Pilot calls for new Norfolk School Board leadership

In a strongly worded editorial, The Virginian-Pilot makes the case for Norfolk City Council to appoint all new members to the four seats available on the School Board.

Returning anyone to the School Board is an endorsement of the division’s leadership in the past few years and a tacit acceptance of its irresponsible administration.

Three current members of the board, including its chairman, were among the twelve candidates interviewed earlier this week. This is the first time Norfolk has held public interviews of its School Board candidates. They will make the appointments in closed session on June 29, just days before three members of council leave their posts. Councilmember-elect Tommy Smigiel, who, along with Andy Protogyrou, will be sworn in on July 1, was rebuffed when he requested that the new council choose the board members.

The Pilot editorial stopped short of calling for an elected school board, which would at least make the members accountable to the public. Instead, the board reminded council of the consequences of making the wrong move:

If the City Council cannot find the courage to make the changes on the School Board that are so clearly necessary, voters have no choice but to take note when council members themselves come up for reelection.

Dead on. But I also hope the editorial board remember this when they are endorsing in the council races in 2012 and 2014. And if they don’t – and I’m still here – I’ll be sure to remind them.

5 thoughts on “Pilot calls for new Norfolk School Board leadership

  1. I do not think that elected school boards are necessarily a solution.

    I lived in Delaware for over 20 years.

    School boards there are elected. And no one paid attention to the elections. Turnout was worse than the turnout at Virginia’s off-year elections, which is clearly designed (I finally realized after living in other states) to diminish turnout.*

    With no turnout, there is no accountability.

    I found myself yearning to be back in Northampton County, Virginia, where I grew up, with an appointed school board insulated from the winds of the moment but taking its responsibilities seriously.

    Not quite on topic, regarding all the fuss about the SOL tests (I find “SOL” to be a most unfortunate acronym), I am reminded of something I learned early in my career in corporate America:

    When one person violates a policy, the problem is likely the person. When lots of persons violate a policy, the problem is likely the policy.

    Gosh durn it, my rural Virginia school system taught me and lots of other folks to read, write, and cypher (though it did not teach us “sensitivity” and other new age stuff like that there), and there was no state-wide or nation-wide testing back then in the olden days (except for SATs and stuff like that there).

    Granting that there are likely some mediocre and even some few incompetent teachers, I do not think that threatening teachers with their jobs will solve the learning problems of the students.

    Students can learn with incompetent teachers. I know; I did it.

    Teachers cannot make uninterested students learn.
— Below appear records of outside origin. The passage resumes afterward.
Issue #5, opened 2023-09-28
Design pluggable "distro" packaging mechanism for building idp stack flavors


jessesanford:
We need to be able to allow for our different teams to build out their reference IDP stacks while not requiring all of them to be "hard coded" into the builder's "Embedded Apps". 

https://github.com/cnoe-io/idpbuilder/blob/56089e4ae3b27cf90641bfbff2a96c36dd5263e1/pkg/apps/resources.go#L20-L32

There are a number of ways this can be done. We should document a design proposal and alternatives / prior art. We should open it up for discussion in a PR and then ratify it with other interested orgs. We may or may not solution a straw man during discussion, but we should not merge to main until the design is agreed upon.

Some food for thought:

We should target the aws reference implementation install scripts as the first "flavor" of the idp distro since it is the most feature complete. See https://github.com/cnoe-io/reference-implementation-aws-user-friendly/blob/main/setups/backstage/install.sh

We can possibly make use of argo apps resource hooks to do imperative commands before the argo apps reconcile. See https://argo-cd.readthedocs.io/en/stable/user-guide/resource_hooks/

There are some issues with how the lifecycle hooks execute and when they are blocking vs not see the discussion here: https://github.com/argoproj/argo-cd/issues/9891

We want the idpbuidler to be a single binary with no dependencies other than docker.

We can possibly make use of Carvel imgpkg to bundle all of the apps and their resource definitions into a single image that can be used offline without a registry: https://carvel.dev/imgpkg/docs/v0.24.0/basic-workflow/#step-4-use-pulled-bundle-contents

Sealer is another project that has similar single binary like packaging of kubernetes and associated apps running on top of it. However it does seem to require the use of a registry? There may be some interesting prior art there especially in how it wraps k0s.
See: https://github.com/sealerio/sealer
See: https://www.alibabacloud.com/blog/sealer-a-kubernetes-based-distributed-application-package-%26-delivery-tool_599065

A research paper on kubernetes packaging systems: https://oparu.uni-ulm.de/xmlui/bitstream/handle/123456789/38625/promis20_01_baur.pdf?sequence=1

nabuskey:
I think we should focus on supporting plain yaml based approaches like helm and kustomize via GitOps. We could use a OCI image to bundle these files up, but that's just a way to get these files. 

[...]

PR #31, opened 2023-10-17
pluggable pakcages

nabuskey:
closes: #5


docs/pluggable-packages.md
```diff
@@ -0,0 +1,66 @@
...
+1. Support custom setup scripts and workflows that need to be executed in a defined order before a package becomes ready.
+
+## Proposal
+
+This document proposes the following:
+- Make ArgoCD and Argo Workflows hard requirements. 
+- Define packages as Argo CD Applications.
+- Imperative pipelines for configuring packages are handled with ArgoCD resource hooks and Argo Workflows.
+
+Currently, ArgoCD is a base requirement for both the AWS reference implementation and idpbuilder.
```
nimakaviani, line 35: The fact that we used Argo Workflows for the Data IDP will also make it fit nicely here.

docs/pluggable-packages.md
```diff
@@ -0,0 +1,66 @@
...
+- Make ArgoCD and Argo Workflows hard requirements. 
+- Define packages as Argo CD Applications.
+- Imperative pipelines for configuring packages are handled with ArgoCD resource hooks and Argo Workflows.
+
+Currently, ArgoCD is a base requirement for both the AWS reference implementation and idpbuilder. 
+
+
+## Future improvements
+
+- Extend support for using different tools for CD and imperative workflows. For example, we may consider supporting Tekton or Flagger for running imperative workflows.
```
nimakaviani, line 40: also worth calling out Flux for doing CD

docs/pluggable-packages.md
```diff
@@ -0,0 +1,66 @@
...
+
+## Alternatives Considered
+
+#### Use OCI images as applications
+
+Projects such as Sealer and Kapp aim to use OCI images as the artifact to define and deploy multiple Kubernetes resources. This has a few advantages.
```
nimakaviani, line 46: Kapp doesnt need OCI images. Kapp + imgpkg allows to use OCI images.

docs/pluggable-packages.md
```diff
@@ -0,0 +1,66 @@
...
+
+## Alternatives Considered
+
+#### Use OCI images as applications
+
+Projects such as Sealer and Kapp aim to use OCI images as the artifact to define and deploy multiple Kubernetes resources. This has a few advantages. 
+
+- Immutable single artifact that can be used to deploy to different clusters.
+- Simplicity. Application dependencies and supporting resources are defined and confined in the image.
+- Can use standard Kubernetes YAML files, Helm Charts, and Kustomize.
```
nimakaviani, line 50: also native support for versioning as well as signing and verification using industry standards.

docs/pluggable-packages.md
nimakaviani: We also need to provide details on where the Argo CD applications will come from. are we expecting the Argo CD apps to be pulled from remote git repositories or to utilize the embedded file system and git repository?

- if the latter, then adding support for remote repos will have to be discussed as a future plan.
- if the former, then we should discuss accessing the possibility to access git repositories as a dependency (with implications it might have on air-gapped environments etc)

docs/pluggable-packages.md
```diff
@@ -0,0 +1,124 @@
...
+1. No organization went through the same path to reach the point of needing a IDP.
+1. Past technology choices were made for specific needs of each organization. This results in organizationally unique technology inertia that may not be correctable in the near future.
+1. No industry consensus and standards for choosing specific IDP components.
+
+To fit the needs from different organizations, idpbuilder needs to be flexible in the what and how it can deploy different packages. Currently idpbuilder uses ArgoCD to install a [set of application](https://github.com/cnoe-io/idpbuilder/blob/56089e4ae3b27cf90641bfbff2a96c36dd5263e1/pkg/apps/resources.go#L20-L32), and they cannot be changed without modifying the source code.
+
+In addition, the git server uses Go's embed capability to serve contents to ArgoCD.  Because of this, to update package configurations in idpbuilder, it requires compiling the Go application. For Go developers this approach is straightforward to work with. For non-Go developers, this approach may be frustrating when needing to debug errors from an unfamiliar language while compiling the program.
```
cmoulliard, line 19: There is also another drawback to embed a component as a package and their resources as the resources deployed by ArgoCD from the local git server cannot be changed and will require to change the code -> recompile etc

docs/pluggable-packages.md
```diff
@@ -0,0 +1,124 @@
...
+
+## Goals
+
+The proposal in this document should:
+
+1. Make the packages installed by `idpbuilder` configurable.
```
cmoulliard, line 25: I propose to also include as item:
- Define an easy way to declare the packages to be installed by the platform

docs/pluggable-packages.md
```diff
@@ -0,0 +1,124 @@
...
+1. Minimize the number of runtime dependencies necessary.
+1. Make it easy for end users to configure their packages.
```
cmoulliard, line 27: This sentence is similar from `Make the packages .... configurable`

docs/pluggable-packages.md
```diff
@@ -0,0 +1,124 @@
...
+1. Support custom setup scripts and workflows that need to be executed in a defined order before a package becomes ready.
+
+## Proposal
+
+This document proposes the following:
+- Make ArgoCD a hard requirement.
+- Define packages as Argo CD Applications (Helm, Kustomize, and raw manifests)
+- Imperative pipelines for configuring packages are handled with ArgoCD resource hooks.
```
cmoulliard, line 35: Is it the best approach to use Argocd Hooks to execute kubernetes jobs pre/post sync of resources vs using a real supply chain/pipeline tool as Tekton or Argo workflow ? A drawback to use hook is that they are executed for every resource sync and don't offer a kind a singleton hook which is only executed when a new application is installed.

cmoulliard: I would like also to mention that we should as much as we can use the argoCd pattern `App of Apps` - https://medium.com/dzerolabs/turbocharge-argocd-with-app-of-apps-pattern-and-kustomized-helm-ea4993190e7c
Using the [ApplicationSet](https://argo-cd.readthedocs.io/en/stable/user-guide/application-set/) and their generators will also help us to customize the Applications CR generated using by example the version of the pluggable package to be installed like its Helkm chart, etc

docs/pluggable-packages.md
```diff
@@ -0,0 +1,124 @@
...
+
+```yaml
+apiVersion: idpbuilder.cnoe.io/v1alpha1
+kind: Config
+metadata:
+  name: test
+spec:
+  packages:
+    - name: crossplane
+      preCreation:
```
cmoulliard, line 99: We need as additional fields:
- version
- description
- deployment_type: helm, kustomize, etc
- url: => external repository hosting the chart, oci image, raw resources, etc
- values: object including the values to be passed to the helm chart of yaml config file passed as parameter and mounted as volume

docs/pluggable-packages.md
```diff
@@ -0,0 +1,124 @@
...
+          secretRef:
+            name: job1
+            path: ./secret1
+          spec:
+            apiVersion: batch/v1
+            kind: Job
+            metadata:
+              name: pi
+      postCreation:
+        ...
```
cmoulliard, line 110: If we include jobs, how such a reconciliation will work as installing a package will require to of course let argoCd to install the resources within the target cluster but also that what we call jobs succeeded.

docs/pluggable-packages.md
```diff
@@ -0,0 +1,124 @@
...
+
+```
+
+This introduces a few problems. 
+
+1. Complexity.
+
+    This introduces a completely new mechanisms to manage applications. Current idpbuilder design is very simple with no concept of pipelining. It allows end users to define manifests at compile time, and apply them as Argo CD applications. Introducing this feature and maintaining it may involve significant time commitment.
```
cmoulliard, line 118: Having such a mechanism is definitively a plus as today creating a kubernetes platform is really a pain :-(
Even VMWare Tanzu TAP don't propose such a great solution top of their kapp + ytt + catalog solution

docs/pluggable-packages.md
nimakaviani: we can make Argo CD hooks run Argo workflows.

ideally actions taken as part of executing argo workflows will be no-ops in subsequent executions. but if that happens not to be the case, then maybe we consider triggering and running argo workflows separately. either way, I agree that Argo Workflows are better suited for doing imperative work.

docs/pluggable-packages.md
jessesanford: We can perform signing and verification of individual files like helm charts and kustomize, but not not the entire "package" which is very handy. Argo CD does allow us to require commits to be signed though, and that might be enough of an interim solution until we can get something that can work more like sigstore cosign. See https://argo-cd.readthedocs.io/en/release-1.8/user-guide/gpg-verification/

jessesanford:
Should we consider requiring signed commits for our reference "packages" as argo cd apps so that the idpbuilder can be built to trust only official reference packages? https://argo-cd.readthedocs.io/en/release-1.8/user-guide/gpg-verification/ we can also allow users to configure their own gpg keys to use for verification as flag to `idpbuilder create`? https://argo-cd.readthedocs.io/en/release-1.8/user-guide/gpg-verification/#configure-using-declarative-setup

docs/pluggable-packages.md
nabuskey: Yep Application Sets are a great idea to use with the in-cluster git server, especially for reference implementation stuff.

docs/pluggable-packages.md
nabuskey: I'll have to put more thoughts into this later, but my point is we should avoid creating another config format if possible.

nabuskey:
> Should we consider requiring signed commits for our reference "packages" as argo cd apps so that the idpbuilder can be built to trust only official reference packages? 

Did not know about this. We should 100% do this for our reference packages. 

My current thinking around git server stuff: 

1. I think embedded FS is quite useful for providing the reference implementation and possibly for use in air gapped environments. Great way to tie manifests to a idpbuilder release with no external dependencies or secrets to worry about.

2. As discussed in #32, Gitea is a great idea. This allows us to pull stuff from a remote repository using user credentials, push it to the in-cluster git server. We will need to handle kustomize remote references and helm subcharts to ensure everything we need is pushed to the in-cluster git server.

nabuskey:
Ok I've incorporated ideas posted above. 

TLDR: 
- Use gittea. 
- Support syncing local files to git
- Replace repo urls with local  repo urls in application spec. 
- No support for imperative pipelining spec until concrete use cases arise.

nabuskey:
About Git server contents:

Is mirroring content from remotes to in-cluster git server the right way to go? This becomes a bit more complicated once you start dealing with nested remotes. Especially for helm. We pretty much need to:

1. Get the root chart tgz
2. Extract, check dependencies. 
3. If there are subcharts, pull them. 
4. Repeat 1-3
5. Replace urls in dependencies for all subcharts. Tarball.
5. Push all to cluster. 

This breaks signing on charts as well, but not sure if it matters for local.

If we are to render them, things are a bit simpler. 
1. Get values.
2. Render. e.g. `helm template`
3. Push manifests to the cluster.
4. Update Argo App to use directory instead. 

This means we have to make sure we are using the same process to render manifests as ArgoCD does. So more libraries, dependencies, and potentially deal with rendering logic. This also pretty much won't allow you to take advantage of FluxCD source mechanisms IF we decide to support Flux in the future.

jessesanford:
> About Git server contents:
> 
> Is mirroring content from remotes to in-cluster git server the right way to go? This becomes a bit more complicated once you start dealing with nested remotes. Especially for helm. We pretty much need to:
> 
> 1. Get the root chart tgz
> 2. Extract, check dependencies.
> 3. If there are subcharts, pull them.
> 4. Repeat 1-3
> 5. Replace urls in dependencies for all subcharts. Tarball.
> 6. Push all to cluster.
> 
> This breaks signing on charts as well, but not sure if it matters for local.
> 
> If we are to render them, things are a bit simpler.
> 
> 1. Get values.
> 2. Render. e.g. `helm template`
> 3. Push manifests to the cluster.
> 4. Update Argo App to use directory instead.
> 
> This means we have to make sure we are using the same process to render manifests as ArgoCD does. So more libraries, dependencies, and potentially deal with rendering logic. This also pretty much won't allow you to take advantage of FluxCD source mechanisms IF we decide to support Flux in the future.
> 
> Also note that to support ArgoCD app of Apps, we need to render locally. Because app of apps could be inside a Helm Chart, Kustomize, or plain manfiests.
> 
> We can also pass local credentials to the cluster but I am not sure if that's a good practice. I can't be sure which credentials should be passed. Passing all would not be a good idea imo.

I don't see any drawback to rendering and then pushing to local gitserver. Am I missing something? Is it simply that we would have a dependency on helm as a lib in idpbuilder?

nabuskey:
> I don't see any drawback to rendering and then pushing to local gitserver. Am I missing something? Is it simply that we would have a dependency on helm as a lib in idpbuilder?

Yeah pretty much. Dependencies on Helm and Kustomize libraries. We'll probably have to get the rendering logic from ArgoCD so this will add more dependencies. I am leaning towards just rendering them instead. More dependencies but simpler.

jessesanford:
> @nabuskey Would it make sense only to mirror contents which are referenced by a local path? In the case of an argo app which already has a remote it might be ok to just use that remote directly. The main win for the gitserver IMO is removing the dependency on having to push packages to some external mirror, but if the package is already pushed this shouldnt be an issue.

I agree with this, I think the only issue is how much we can keep the code paths between local and remote as unified as possible. I would hate to have to handle two separate "pipelines" of artifact herding when there is a design choice that could result in only 1 being necessary. However, based on @nabuskey comment about needing to match the rendering to argo's means that the tradeoff complexity might be more of a burden. I will take a back seat on this decision as you guys know this plumbing better than me. My only concern is that we have a great local workflow for developers that doesn't require pushing to a remote just to test changes during quick iteration.

docs/pluggable-packages.md
```diff
@@ -0,0 +1,278 @@
...
+
+1. Make the packages installed by `idpbuilder` configurable.
+1. Minimize the number of runtime dependencies necessary.
+1. Define an easy way to declare the packages to be installed.
+1. Allow for fast local development feedback loop.
+
+## Proposal
+
+This document proposes the following:
+- Make ArgoCD a hard requirement.
```
greghaynes, line 33: I wonder if we could expand on this - I think we should make ArgoCD a hard requirement of our installers (at least for the time being), but we should also maintain separation between packages and CD tooling. e.g. I'd expect there to be separate backstage packages (helm/kustomize) from the Argo apps which install them. With this we leave the door open to supporting CD alternatives in the future. If this sounds reasonable could we include a line about "we will strive to maintain separation between packages and specific CD technologies (argo) to allow for future CD plug-ability.

greghaynes (approved):
One minor nit comments, LGTM

docs/pluggable-packages.md
nabuskey: Sounds reasonable to me. For this implementation, we will hard require ArgoCD but there is no reason this cannot be changed in the future.

docs/pluggable-packages.md
cmoulliard: "we can make Argo CD hooks run Argo workflows." 
There are some limitations using hooks = kubernetes jobs as ArgoCD delete them end like the pods of their execution. So, if users would like to view the logs, then this is impossible. If the job fails, then again it is also very difficult to access/vies the log of the newly pod created from a job as argocd kill/recreate them -every x seconds

cmoulliard:
To extend the proposition of @nabuskey to use internally a git server (= gitea), I would like to mention these points too:
- Make the git server accessible from admin users externally (UI or SSH)
- Clone ALL the resources within the git server (core components: ingress, argocd & cert manager + pluggable). Why ? To let an admin user to change a resource when problem took place during deployment and to avoid to rebuild `idpbuilder CLI`, etc
- Refactor the `localbuilds.idpbuilder.cnoe.io` CRD to better describe a package to be installed, source: URL, OCI image; type: core or pluggable (we should find a better name), packaging mode: helm, plain, kustomize, etc; config (= params)
- Use a Package or Component CRD to deploy everything on the platform including core and pluggable
- Convert the Package or Component CRD to their GitOps equivalent. Why: to be able to support different implementations: argocd, fluxcd, Crossplane, Terraform etc. So our CRD could be translated for ArgocD to an Application CRD, for FluxCD to a GitRepository, etc

nabuskey:
>     * Make the git server accessible from admin users externally (UI or SSH)
100% agreed. Being able to visualize and interact with git is valuable. 

>     * Clone ALL the resources within the git server (core components: ingress, argocd & cert manager + pluggable). Why ? To let an admin user to change a resource when problem took place during deployment and to avoid to rebuild `idpbuilder CLI`, etc

This was my intention as well. We will need to make ArgoCD manage itself but should be easy. I will clarify that in the doc. 

> 
>     * Refactor the `localbuilds.idpbuilder.cnoe.io` CRD to better describe a package to be installed.
>
>     * Component or Package CRD definition:
>       
>       * Name, labels
>       * Source: URL, OCI image, bucket
>       * Type: core or pluggable (we should find a better name)
>       * Packaging type: helm, plain, kustomize
>       * Config: = parameters
> 
>     * Use a Package or Component CRD to deploy everything on the platform including core and pluggable
> 
>     * Convert the Package or Component CRD to their GitOps equivalent. Why: to be able to support different implementations: argocd, fluxcd, Crossplane, Terraform etc. So our CRD could be translated for ArgocD to an Application CRD, for FluxCD to a GitRepository, etc


I think these make sense as this project matures. I have a few concerns at this stage where we want to focus on use cases in local settings. 

1.  We can provide abstraction for these implementations but there must be a well defined limit. These technologies vary widely between how they are used and how they work. We have to put a lot more thoughts on these alone. 
3. I also think this is getting a bit close to application modeling. Application modeling is hard. There has been attempts at modeling applications like OAM with Kubevela. As far as I am aware, there are no solutions that the industry is converging to. We need to be careful abut introducing another.

4. Dependencies and overheads. We will have to import a lot of dependencies and match rendering logic versions. 

These are great discussion points to follow up after this PR. I think we should keep it simple and nail the local experience first. I think it's a low hanging fruit that we can immediately see its values on.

    The problems are outside the walls of the school houses, and changes inside those walls will not solve them.

    I wish I had magic bullets. I don’t.

    ____________________

    *Though I have enough old Virginia in me to say that, if you don’t vote, don’t complain.

    My Daddy taught me that voting is a duty, not a right.

    1. Elected school boards aren’t a magic bullet – that I know. Thing is that appointed boards aren’t working too well, either. At the least, we should give elected school boards a chance. (And I’d also like to see school boards have taxing power, instead of being reliant on the City Council for their allocations.)

  2. As a parent of two children in NPS and one who has volunteered with NPS for years, I am not moved by the Pilot Editorial. 1. It appears to me that this Editorial, as others, are based upon the reporting of Pilot staff. I cannot determine if the Editorial staff listened to the interviews. 2. School board members are (re)appointed every two years. Of the 3 members not up for re-appointment, 2 just joined the board in 2009. Based upon the Pilot’s recommendations, we would have 6 board members with a year or less experience on the board. Combined with a new superintendent, staff layoffs, principals being moved, etc., I feel there are too many moving parts at one time. 3. Norfolk is a silo operated city. And too often the Pilot Editorial Board has supported such. There is little coordination amongst school, planning, housing, and economic development leaders and policymakers not to mention parents. There is little city-wide, big picture, holistic perspective to education in Norfolk. It’s pockets of success here and there. Take care of my ward here and there. 4. How about the Pilot endorsing and supporting family and neighborhood level initiatives to take ownership of education at home and in the community? How about the Pilot advocating for choice schools, economically integrated schools, regional cooperation where those who work in Norfolk can school in Norfolk and vice versa in other places?

    Same small vision; same results.

    1. There is little city-wide, big picture, holistic perspective to education in Norfolk.

      No disagreement there. But who should be undertaking that? Given that all of the power rests with council, I’d say the buck stops there.

      The Pilot can advocate for anything – but until and unless we elect those who have the vision to implement them, all the advocacy in the world won’t make up for it.